## WHAT YOU WILL DO
Reproduce every line that appears below, precisely and completely.

## TASK MATERIAL

PR #263, opened 2020-05-17
docs: add javadoc badge

Fox32:


README.md
```diff
@@ -1,4 +1,5 @@
 [![Latest Release](https://img.shields.io/github/v/release/sda-se/sda-dropwizard-commons?label=latest)](https://github.com/SDA-SE/sda-dropwizard-commons/releases/latest)
+[![javadoc](https://javadoc.io/badge2/org.sdase.commons/sda-commons-bom/javadoc.svg)](https://javadoc.io/doc/org.sdase.commons/sda-commons-bom)
```
dhenneke, line 2: I'm not sure if the bom is the right one to choose here. At least it doesn't provide a javadoc so the linked resource will not work :-) Maybe sda-commons-server-starter?

Fox32: How about keeping the badge image as-is and changing the link to: https://javadoc.io/doc/org.sdase.commons
However that content looks wrong?

Fox32: Looks like the contents of that page are filled ones they are generated. Maybe we should provide a link in every sub-readme to initialize them ;)

JoergSiebahn:
There are some modules that do not have Javadoc, e.g. sda-commons-shared-forms. I think it is misleading to put a link in that modules. Maybe it is enough to add it in the main readme.

Fox32:
> Maybe it is enough to add it in the main readme. This keeps it more simple as well, I think.

I did this in the first try, but then we don't have any documentation as it is only generated automatically when it is referenced. By adding a badge for everything we get the documentation generated automatically and can add a badge linking to everything in the main readme.

JoergSiebahn:
Thanks for the explanation. I expected that it is generated/loaded at the first call of a module if it is not empty. That would be suitable with the main link only. But if that is not the case, this PR is fine for me.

## EXERCISE RESPONSE
PR #263, opened 2020-05-17
docs: add javadoc badge

Fox32:


README.md
```diff
@@ -1,4 +1,5 @@
 [![Latest Release](https://img.shields.io/github/v/release/sda-se/sda-dropwizard-commons?label=latest)](https://github.com/SDA-SE/sda-dropwizard-commons/releases/latest)
+[![javadoc](https://javadoc.io/badge2/org.sdase.commons/sda-commons-bom/javadoc.svg)](https://javadoc.io/doc/org.sdase.commons/sda-commons-bom)
```
dhenneke, line 2: I'm not sure if the bom is the right one to choose here. At least it doesn't provide a javadoc so the linked resource will not work :-) Maybe sda-commons-server-starter?

Fox32: How about keeping the badge image as-is and changing the link to: https://javadoc.io/doc/org.sdase.commons
However that content looks wrong?

Fox32: Looks like the contents of that page are filled ones they are generated. Maybe we should provide a link in every sub-readme to initialize them ;)

JoergSiebahn:
There are some modules that do not have Javadoc, e.g. sda-commons-shared-forms. I think it is misleading to put a link in that modules. Maybe it is enough to add it in the main readme.

Fox32:
> Maybe it is enough to add it in the main readme. This keeps it more simple as well, I think.

I did this in the first try, but then we don't have any documentation as it is only generated automatically when it is referenced. By adding a badge for everything we get the documentation generated automatically and can add a badge linking to everything in the main readme.

JoergSiebahn:
Thanks for the explanation. I expected that it is generated/loaded at the first call of a module if it is not empty. That would be suitable with the main link only. But if that is not the case, this PR is fine for me.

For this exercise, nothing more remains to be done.